Any sober-minded lawmaker should realize that the danger of trifling with the debt limit is far too high. But Mr. Boehner has been encouraging his members to toss their pet projects — hey, let’s insist on Congressional approval for every major federal regulation! — onto the towering list of demands.
By day’s end, many Republican members remained skeptical of the leadership plan. But the House leaders clearly hope the president will take the bait and negotiate on a few items on the list, forcing him to break his promise never to bargain over the debt ceiling. Many items on the list are intended to put vulnerable red-state Democratic senators on the spot should the plan wind up in their chamber. One of them, Joe Manchin III of West Virginia, said Thursday he could support a year’s delay on health reform. If the unified Democratic opposition to the debt-ceiling threat is shattered in the Senate, the pressure on Mr. Obama to come to the table would be intense.

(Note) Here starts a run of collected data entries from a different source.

PR #76, opened 2021-01-28
Merging Developed Stuff

gputnam:
This pull request incorporates changes from a number of different studies in SBN -- low-energy proton identification, track charge reconstruction, single-to-noise for deconvolution filtering, analysis of track Calorimetry, etc.

They exist as standalone Analysis and Producer modules organized into the NuMuSelection (for numu specific stuff) and TPCReco (for more general stuff) directories.

The changes here do not affect CAFMaker or other modules in common use.

My hope is that this pull request will be merged in before the split of sbncode is done.


wesketchum:
OK, this is now in release/v09_15_00 and is awaiting the split.

Note that I think this was rather old, and needed a lot of products removed/moved to sbnobj. Please do not use this branch again for work once we have the new release, and instead use a new branch based off of develop (after the release is finished).

PR #80, opened 2021-02-02
Use fullpath of shared object, indentation whitespace removal

ikatza:


ikatza:
I would suggest to also rename the shared object of `CAFMaker` so that it also comes with the full path.

In my opinion it's easier to let the build facility (I guess `cetbuild`) to decide the names instead of manually setting them. But I wouldn't claim I know how it works, I only copy paste code.

wesketchum (approved):

wesketchum:
Agreed on CAFMaker renaming. Doing that now, with the new release.

PR #91, opened 2021-03-02
Get Calorimetry Analysis working in most recent icaruscode.

gputnam:
title. 

This update doesn't change anything related to CAF. 

It's an update to a standalone module which has been used by a couple people in SBND/ICARUS to evaluate the calorimetry. There have been some updates in the ICARUS channel mapping which breaks stuff. This pull request remedies those issues.


wesketchum (approved):

wesketchum:
@gputnam looks ok to me -- asking @SFBayLaser to have a look if he also has time just to double-check, but shouldn't block for next release.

But the absurdity of the list shows just how important it is that Mr. Obama ignore every demand and force the House extremists to decide whether they really want to be responsible for an economic catastrophe. He made a mistake by negotiating in 2011, hoping to reach a grand bargain; that produced the corrosive sequester cuts.
To prevent the House from making every debt-ceiling increase an opportunity to issue extortionist demands for rejected policies they can achieve in no other way, the president has to put an end to the routine creation of emergencies once and for all by simply saying no.